PAR CES MOTIFS, et sans qu'il y ait lieu de statuer sur les autres griefs, la Cour :

CASSE ET ANNULE, mais seulement en ce qu'il condamne l'administration des douanes à verser à la société Feeder les intérêts au taux légal sur la somme de 979 491 euros du 27 mars 2013 au 5 novembre 2014 et sur celle de 80 045 euros du 27 mars 2013 au 20 novembre 2014, l'arrêt rendu le 3 octobre 2017, entre les parties, par la cour d'appel d'Aix-en-Provence.

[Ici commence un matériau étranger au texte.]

Issue #475, opened 2023-10-26
Not create .config/metta directory by default when API is used


vsbogd:
MeTTa runner creates `.config/metta` directory by default and fills it by `init.metta` script when it is started for the first time even when it is called through API. But this behavior is not appropriate by the following reasons:
- it leaves environment dirty and behavior not reproducible - next time user starts MeTTa runner it expects it works the same way as at the first time, but in fact the logic will be different because some initialization files are already in filesystem. If we will change the content of the initialization files in the future the logic for a new version of MeTTa runner will be different and user is not aware of it because he or she don't know about files created
- filesystem can be non-writable - under many conditions writing files into filesystem can fail: lack of permissions or read-only disk
- it is not expected that API usage makes any changes in a filesystem without explicit asking to do it

User can expect that running command line tools creates a configuration folder and keeps some info in it, but even this is not really necessary (for example Python doesn't do it). If user wants to change an environment he can always do it explicitly. But I would suggest disabling creating `.config` directory by default when API is used.

vsbogd:
The quickest fix I can suggest is change `no_cfg_dir` value from `false` to `true` by default.

Necr0x0Der:
I don't have a strong opinion on automatic creation of `.config` in general (although I do agree with some points above), but I have a few remarks:
* MeTTa should be installed somewhere (even its API part including .so files, Python library, etc.);
* we may want to put there some command line tools as well (in particular, for creating environments, etc.);
* currently, `.config` has a very useful `modules` subfolder, which is available via API as well; if `.config` is not created, we should put this folder somewhere else;
* I agree that creating and loading `init.metta` is unexpected by API users, and thus it is kind of undesirable; however, I'd like the behavior to be identical for REPL and API by default, so it's maybe not the question of having `.config` or not, but not creating `metta.init` by default for both REPL and API. However, if REPL prefers to have `init.metta` it might be better just to explicitly separate REPL and API environments;
* besides `modules` (which are or will be needed by default) and `init.metta` (which may not be needed by default for API), other stuff in `.config` is relevant to REPL only (however, other command line tools may utilize this folder in the future as well). Apparently, REPL needs some config files, but maybe we just need to separate what is needed by REPL, and what is needed by core API keeping in mind that we do want to have "one metta" (parameterized by environments, though).

vsbogd:
> currently, .config has a very useful modules subfolder, which is available via API as well; if .config is not created, we should put this folder somewhere else;

[...]

PR #478, opened 2023-10-30
Creating default Environment config files only when explicitly direct…

luketpeterson:
Creating default Environment config files only when explicitly directed.

This addresses https://github.com/trueagi-io/hyperon-experimental/issues/475

### DIFF
--- a/lib/src/metta/runner/environment.rs
+++ b/lib/src/metta/runner/environment.rs
@@ -140,6 +140,9 @@ impl EnvBuilder {
     /// Configures the Environment not to load nor create any config files
     pub fn set_no_config_dir(mut self) -> Self {
         self.no_cfg_dir = true;
+        if self.create_cfg_dir {
+            panic!("Fatal Error: set_no_config_dir is incompatible with create_config_dir");
+        }
         if self.env.config_dir.is_some() {
             panic!("Fatal Error: set_config_dir is incompatible with set_no_config_dir");
         }
--- a/lib/src/metta/runner/environment.rs
+++ b/lib/src/metta/runner/environment.rs
@@ -78,6 +78,7 @@ impl Environment {
 pub struct EnvBuilder {
     env: Environment,
     no_cfg_dir: bool,
+    create_cfg_dir: bool,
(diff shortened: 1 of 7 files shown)


vsbogd:
Luke, do you think there is a case when environment should create directory? In #475 I suggested that `modules` directory should be created by a tool which installs libraries,  `metta.init` script could be created manually (depends on its purpose). And in this case `Environment` could only provide the standard paths for this scripts and paths can be created by the code which uses `Environment` instances.

luketpeterson:
> Luke, do you think there is a case when environment should create directory?

As we discussed on the call, my reasoning for keeping the default config creation inside the library is:

* The Environment needs to be read by the library.  So the logic to read it must be within the library
* The format of the Environment should be centralized in one place, so logic to update and modify the Environment belongs near logic to read it.

Also, it isn't big, so size isn't a factor in bloating the core library.

lib/src/metta/runner/environment.rs
```diff
@@ -124,6 +126,17 @@ impl EnvBuilder {
...
+    pub fn create_config_dir(mut self) -> Self {
+        self.create_cfg_dir = true;
+        if self.no_cfg_dir {
+            panic!("Fatal Error: create_config_dir is incompatible with set_no_config_dir");
+        }
+        self
+    }
+
     /// Configures the Environment not to load nor create any config files
     pub fn set_no_config_dir(mut self) -> Self {
```
vsbogd, line 141: I would also check that `self.no_cfg_dir` value doesn't conflict with `self.create_cfg_dir` value.

luketpeterson: Added in [168231b](https://github.com/trueagi-io/hyperon-experimental/pull/478/commits/168231b61bdec8f1c80f368eceb86bd6669ea794)

luketpeterson:
What additional changes are required to make this ready for merge?

vsbogd (approved):

vsbogd:
Thanks Luke for fixing this!

PR #480, opened 2023-11-01
change arg type to atom in print and trace

noskill:
with this change one can print what actually is during expression evaluation 

this program will print now *(woman $Y)* vs printing *False* without these changes
```
(= (woman $X) False)
(= (sisters (woman $X) (woman $Y)) (trace! (woman $Y) True))
!(let $W (sisters $X $Y) $W)
 ```

### DIFF
--- a/lib/src/metta/runner/stdlib.rs
+++ b/lib/src/metta/runner/stdlib.rs
@@ -758,7 +758,7 @@ impl Display for PrintlnOp {
 
 impl Grounded for PrintlnOp {
     fn type_(&self) -> Atom {
-        Atom::expr([ARROW_SYMBOL, ATOM_TYPE_UNDEFINED, UNIT_TYPE()])
+        Atom::expr([ARROW_SYMBOL, ATOM_TYPE_ATOM, UNIT_TYPE()])
     }
 
     fn execute(&self, args: &[Atom]) -> Result<Vec<Atom>, ExecError> {
@@ -816,7 +816,7 @@ impl Display for TraceOp {
 
 impl Grounded for TraceOp {
     fn type_(&self) -> Atom {
-        Atom::expr([ARROW_SYMBOL, ATOM_TYPE_UNDEFINED, Atom::var("a"), Atom::var("a")])
+        Atom::expr([ARROW_SYMBOL, ATOM_TYPE_ATOM, Atom::var("a"), Atom::var("a")])
     }
 
     fn execute(&self, args: &[Atom]) -> Result<Vec<Atom>, ExecError> {

### CODE REVIEW

**Comment by Necr0x0Der** [comment]
I considered this before, but decided not to change the argument type of `println!` to `Atom`, because it is not too usable:
* if you want to print the result of some calculations, they will be reduced in any case.
* if you want to avoid wrapping `println!` into `let` each time you want to print the results of calculations, the type of `println!` argument **should not** be `Atom`. And this is quite a common use cae.
For example, if the argument type is `Atom`, and we want to print `get-atoms` result, `! (println! (get-atoms &self))` will print `(get-atoms &self)`, which is useless, while `! (let $atoms (get-atoms &self) (println! $atoms))` will still output the reduced atoms. Thus, `Atom`-type argument makes only sense to print the exact provided expression. This is a less frequent case than printing the result of evaluation. If one wants to print an unreduced expression, it can be quoted, e.g.
```
(: TRACE (-> Atom Atom))
(= (woman $X) False)
(= (sisters (woman $X) (woman $Y)) (trace! (TRACE (woman $Y)) True))
!(let $W (sisters $X $Y) $W)
```
I'm not sure, maybe printing atoms as is in case of `trace!` can be more demanded. I don't have a strong opinion here. But it looks questionable for `println!`. @vsbogd , @luketpeterson , do you have any opinion?

vsbogd:
I agree with @Necr0x0Der arguments about `println!` it is probably not convenient to use `let` each time and usually you need to reduce atom before printing.

Regarding `trace!` I would ask @ngeiswei opinion because he introduced `trace!` and probably most active user of it. I almost always use `trace!` to print atom without reducing it, and I use quoting to reach it. If it is more frequent use-case then I think making first argument of `trace!` atom may help.

noskill:
Quotation solves problem for me, i tried quote from standard library before doing PR but it didn't work

Necr0x0Der:
But I'd also like to hear @ngeiswei opinion. Maybe, `Atom` in `trace!` can indeed be convenient.

ngeiswei:
It looks like I'm always using `trace!` with fully reduced first argument.  And one can always wrap a `let` around `trace!` to reduce its first argument if needed.  So I guess it wouldn't hurt to have its type be `Atom`.  But Just keep in mind that it is not how Idris or Haskell `trace` works.

Maybe we should consider introducing quotes instead of having to decide at the type level how a function should behave.

Necr0x0Der:
OK, if @ngeiswei has no preferences for `Atom` type, then let's keep it as is. Some official quoting operation in stdlib would be useful for sure.

PR #485, opened 2023-11-02
Implement boolean and, or, and not operations in Rust stdlib

vsbogd:
It was triggered by inability to write unit test for the #483 
I added this unit test as well.


luketpeterson (approved):
Looks good

Issue #489, opened 2023-11-07
Evaluating `<=` or `>=` raise error


ngeiswei:
## What is the problem?

Evaluating `<=` or `>=` raise error.

## How to reproduce the problem?

Evaluate

```
!(<= 0 1)
```

## What is output?

```
[(Error (<= 0.1 1.1) <= expects two number arguments)]
```

## What should normally be output?

```
[True]
```

## Remarks

Operator `>=` has the same problem, but `<` or `>` work normally.

Necr0x0Der:
Most likely, the issue is that `<=` and `>=` got implemented in Rust stdlib, but not in Python.

Necr0x0Der:
It might be a good first issue, but since it is marked as a blocker I created #490 . I'm not sure if it solves the issue, because I observe a little bit different behavior than described. Namely, `(<= 0 1)` is just not reduced (instead of raising the error). Thus, it seems there is some difference in environments. So, @ngeiswei , please check if it works.

ngeiswei:
Thanks for being so reactive, @Necr0x0Der.  Yes the problem is on the rust end, but I could not figure what.  Your quick fix works however, so I'm going to use that for now and I'll let it to you and @vsbogd to decide what is a proper longer-term fix.

Necr0x0Der:
Could you please describe the environment, in which you got it. Was it a purely Rust version? It looks like that in your case `>=` was from Rust, while numbers where from Python. If so, it is not a Rust problem per se (and not a bug at all), but the question remains what to do with different versions of grounded atoms in different host languages.
But I still wonder how you got the error. It might be an issue for a specific environment meaning that some Rust tokens are loaded, which are language-specific and should not be loaded in presence of Python support.

ngeiswei:
* hyperon-experimental 21dbd82
* Python 3.9.2
* rustup 1.26.0
* cargo 1.73.0
* rustc 1.73.0

Anything else you need?

ngeiswei:
It was running from the `metta` command line interpreter, if that is what you were asking.

Necr0x0Der:
> It was running from the metta command line interpreter, if that is what you were asking.

Yes, I guessed so. Thus, this reveals that there is some difference in the behavior of running scripts from REPL and from Python runner. I don't think this difference is critical, but I'd like to hear some thoughts from @luketpeterson .

vsbogd:
[...]

PR #490, opened 2023-11-07
add <= and >= to Python stdlib

Necr0x0Der:
Relevant to #489


ngeiswei (approved):
I works.  I can use that branch for now so it's entirely up to you whether you want to merge it now or wait for a longer-term fix.

Necr0x0Der:
It's more an underimplemention issue. While there is still a longer-term issue #351 , this PR is definitely not a hacky hot-fix, since we have `<` and `>` in Python.

ngeiswei:
Oh I see, it was just missing on the python side!  Cool then, thanks again.

PR #494, opened 2023-11-08
Stop caching result of the grounded operations

vsbogd:
The simple example is calling grounded function to get time twice which returns same result.


vsbogd:
@DaddyWesker FYI

PR #495, opened 2023-11-09
Disable variable_operation feature by default

### LINKED ISSUE #242: Execution of expressions with variables as operations

vsbogd:
Add comments to the features. Disable `variable_operation` feature by default. This is to change behaviour according to comments https://github.com/trueagi-io/hyperon-experimental/issues/242#issuecomment-1801136493 and https://github.com/trueagi-io/hyperon-experimental/issues/242#issuecomment-1803609289

### DIFF
--- a/lib/Cargo.toml
+++ b/lib/Cargo.toml
@@ -19,6 +19,8 @@ crate-type = ["lib"]
 
 [features]
 default = []
+# Add one of the features below into default list to enable.
+# See https://doc.rust-lang.org/cargo/reference/features.html#the-features-section
 minimal = [] # enables minimal MeTTa interpreter
 variable_operation = [] # enables evaluation of the expressions which have
                         # a variable on the first position, doesn't affect
--- a/lib/Cargo.toml
+++ b/lib/Cargo.toml
@@ -18,7 +18,8 @@ path = "src/lib.rs"
 crate-type = ["lib"]
 
 [features]
-default = ["variable_operation"]
-#default = ["variable_operation", "minimal"]
-minimal = []
-variable_operation = []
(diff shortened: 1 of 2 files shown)


lib/Cargo.toml
```diff
@@ -18,7 +18,8 @@ path = "src/lib.rs"
 crate-type = ["lib"]
 
 [features]
-default = ["variable_operation"]
-#default = ["variable_operation", "minimal"]
-minimal = []
-variable_operation = []
+default = []
```
Necr0x0Der, line 21: Since not everyone might be familiar with exact way of enabling features in Cargo.toml, maybe, it is worthy to write a comment to `[features]` section how to enable features or don't remove ` #default = ["variable_operation", "minimal"]`?

vsbogd: done in https://github.com/trueagi-io/hyperon-experimental/pull/495/commits/e4ede3382f812a3d9f19b950eb2511093cce33b1

Necr0x0Der (approved):

PR #499, opened 2023-11-13
turn module path to file path in extend-py

Necr0x0Der:
The reason for the change.
`MeTTa.load_py_module(self, mod_name)` in `load_py_module_from_mod_or_file` may fail even if `mod_name` is a relative path w.r.t. cwd. It happens if `mod_name` contains submodules, e.g. `(extend-py! A.B)`. This doesn't happen with `export PYTHONPATH="${PYTHONPATH}:."`. Thus, this change might not be required. However, since we have
```py
# If that failed, try and load the module from a file
file_name = mod_name if ".py"
```
this means that we try to turn the module name into the file path. Turning `A.B` into `A.B.py` will not work in any case. If we turn it into `A/B.py` it will make more sense. It makes adding `.` to `PYTHONPATH` unnecessary.

### DIFF
--- a/python/hyperon/runner.py
+++ b/python/hyperon/runner.py
@@ -133,9 +133,10 @@ class MeTTa:
         if not isinstance(mod_name, str):
             mod_name = repr(mod_name)
         mod = MeTTa.load_py_module(self, mod_name)
-        if (mod is None):
+        if mod is None:
             # If that failed, try and load the module from a file
-            file_name = mod_name + ".py"
+            file_name = mod_name if ".py" in mod_name else \
+                        mod_name.replace('.', '/') + ".py"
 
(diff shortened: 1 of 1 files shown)


Necr0x0Der:
Well, it appears to be not a complete solution, because `spec.loader.exec_module(module)` fails. However, the file is at least found.

Necr0x0Der:
@luketpeterson , I'm not sure how this PR interferes with your work on modules. If there are already some conflicts, they you can close this PR. If it doesn't conflict, but you envision a revision of this code in the nearest future, you can merge it (or close for some reasons). If you don't envision this code to be reworked, I can ask someone from our team to flesh this out.

Necr0x0Der:
Yes, it arose from a local practical need.

PR #501, opened 2023-11-15
Remove Bindings::resolve_and_remove method

vsbogd:
Remove resolve_and_remove because it makes logic of Bindings more complex and doesn't add anything valuable. It can be replaced by applying `Bindings` to the variable.


luketpeterson (approved):
I'm happy with this clean-up

vsbogd:
Thanks Luke!

PR #502, opened 2023-11-15
Fix unit test to take into account global counter state

vsbogd:
Fix CI failure https://github.com/trueagi-io/hyperon-experimental/actions/runs/6875166920/job/18698225594


luketpeterson (approved):
To be honest, I don't love the Variable differentiation mechanism generally (unique ids that are part of the Atom).  But that aspect of the design is not the subject of the PR.

This PR is just to change the test, and I don't see any issues with the change.

PR #503, opened 2023-11-15
Relext

Necr0x0Der:
@luketpeterson , sorry, it's a dirty-hacky hotfix, but I need it now for extensions from relative paths, e.g. `(extend-py! ../myext/ext1.py)`, since `sys.modules[mod_name] = module` doesn't work for `mod = import_module(name)` if `mod_name` contains `..` or `/`. 
Hopefully, it doesn't interfere much with your work.


luketpeterson (approved):
Given it's a "dirty hacky hotfix", I'm fine with it.

But I need you to help me understand the conceptual need, so I can make sure the module resolution behavior supports this elegantly.

My thinking is that a module can have a single (optional) resource path, which ultimately maps to a file system directory (can be a directory with contents cloned from git, or whatever)  The point is that the module should only care about relative locations inside the directory, and not the position of the directory in the rest of the file system.

I am guessing you want a module to import a peer module as its dependency.  (peer in the file system)  If that's the case, the module resolution logic is designed to handle that elegantly.  So long as the imports aren't circular.

Is that all you need, or is there something else more subtle?

Necr0x0Der:
My current usecase is quite simple. I want to run scripts like this
https://github.com/trueagi-io/metta-motto/blob/main/tests/
without additional environment configuration.
While the structure of the package/extension can become different and more strict, there will still be the need for loading this extension using the relative path. With the present PR, these scripts work well. I'm ok if the syntax changes from `!(extend-py! ../motto/llm_gate.py)` to, say, `!(extend-py ../motto)` or `!(from ../motto use llm_gate)` or whatever else, but the very possibility to load extensions using relative paths should remain.

Necr0x0Der:
Well, in Python, relative imports are allowed only within packages. If one tries a relative import from a script, it is blocked with "No parent package" error. A typical solution is to create a symlink to the local package folder, which is also supported by github. Thus, I will possibly change `!(extend-py! ../motto/llm_gate.py)` to just `!(extend-py! motto)` and add the symlink in the motto library repo. Thus, I'm not insisting on supporting relative imports for this case. However, Python does support relative imports within packages, and we may find this useful for large packages as well. We can sort this out later...

PR #508, opened 2023-11-17
changed call of query to pattern_matcher_query in dasgete.py

CICS-Oleg:


CICS-Oleg:
The last commint doesn't work for` !(match &das (Test $v2) (This $v2 works))`, but this one `!(match &das ($v1 (Test 2)) (This $v1 works))` matches...

CICS-Oleg:
The last commit works with hyperon-das 0.3.10 version

PR #627, opened 2024-03-18
Update requirements.txt

CICS-Oleg:


Necr0x0Der:
I'm not sure in general that these requirements should be in `python` folder of hyperon in general since they are needed only for das-gate

vsbogd (changes requested):
Current list of requirements is kept in `pyproject.toml` file (see `project.dependencies` setting). If we keep das-gate as a part of the `hyperon` Python package then we should keep requirements there. Otherwise we need to distribute it as a separate Python package.

Necr0x0Der:
DAS is invoked as MeTTa extension/module. While it is placed in hyperon package for convenience, putting its requirements into hyperon requirements is not good I think

vsbogd:
> DAS is invoked as MeTTa extension/module. While it is placed in hyperon package for convenience, putting its requirements into hyperon requirements is not good I think

Let's put requirements into a separate file in `python/hyperon/exts/das_gate` directory as discussed.

python/requirements.txt
vsbogd, line 1: Please remove this file it doesn't make sense. All dependencies are kept in `pyproject.toml` file.

vsbogd (approved):

PR #629, opened 2024-03-19
hot temporary fix for dasgate.py

CICS-Oleg:


DaddyWesker (approved):
Both test_das and test_bio_das works for me.

Necr0x0Der (approved):

Issue #466, opened 2023-10-20
Need accessor for loaded module's space, within MeTTa


vsbogd:
When I run `f1_imports.metta` manually I get the following error:
```
$ metta tests/scripts/f1_imports.metta 
[(Error (assertEqual ((let $x (get-atoms GroundingSpace-0x55f3df6e5278) (get-type $x))) ((get-type GroundingSpace-0x55f3df6e5278))) 
Expected: [(hyperon::space::DynSpace)]
Got: [(hyperon::space::DynSpace), (hyperon::space::DynSpace)]
Excessive result: (hyperon::space::DynSpace))]
```
`!get-atoms(&self)` returns `[GroundingSpace-0x55abbf778a08, GroundingSpace-0x55abbf8c9f58]` while `&self` is `GroundingSpace-0x55abbf7ab278` thus `&self` contains imported modules atomspaces which is expected but doesn't contain `&self`.

luketpeterson:
The issue is that running the script manually initializes the environment using the default `init.metta` file while the test environment does not contain any `init.metta` file at all.

An updated version of the test is here: https://github.com/luketpeterson/hyperon-experimental/blob/b504aeb1de476c13d0f9fbf4e9d7112088cca939/python/tests/scripts/f1_imports.metta

But this modified test fails in the test environment.

Harking back to the discussion here: https://github.com/trueagi-io/hyperon-experimental/pull/450#discussion_r1342803339 , the deeper issue is that some aspects of this test are testing an incidental behavior rather than a fundamental behavior.

In my opinion, a better test would bind a name to the loaded module, and then make sure that module was successfully loaded into the space by retrieving it by name, rather than taking for granted that the space would contain exactly N atoms and that the ith atom in a `get-atoms` list would be a specific atom.  (The current test is also sensitive to atom ordering within the space, which is also a problem)

vsbogd:
Thanks Luke, my description is incorrect. I was confused by the fact the test fails in minimal MeTTa on a different line than it fails when I run it using REPL. Thus you are right that it is an issue of the test itself.

Necr0x0Der:
[...]

PR #641, opened 2024-03-28
Fixing misleading obsolete comment in f1_imports.metta test

luketpeterson:
Tiny PR.  So we can close https://github.com/trueagi-io/hyperon-experimental/issues/466


vsbogd (approved):
Thanks for fixing it Luke!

Remet, sur ces points, l'affaire et les parties dans l'état où elles se trouvaient avant ledit arrêt et les renvoie devant la cour d'appel de Montpellier ;

Condamne le directeur général des douanes et droits indirects aux dépens ;

En application de l'article 700 du code de procédure civile, rejette la demande du directeur général des douanes et droits indirects et le condamne à payer à la société Feeder la somme de 3 000 euros ;

Dit que sur les diligences du procureur général près la Cour de cassation, le présent arrêt sera transmis pour être transcrit en marge ou à la suite de l'arrêt partiellement cassé ;

Ainsi fait et jugé par la Cour de cassation, chambre commerciale, financière et économique, et prononcé par le président en son audience publique du vingt-quatre juin deux mille vingt.

MOYENS ANNEXES au présent arrêt :

Moyens produits par la SCP Nicolaÿ, de Lanouvelle et Hannotin, avocat aux Conseils, pour la société Feeder.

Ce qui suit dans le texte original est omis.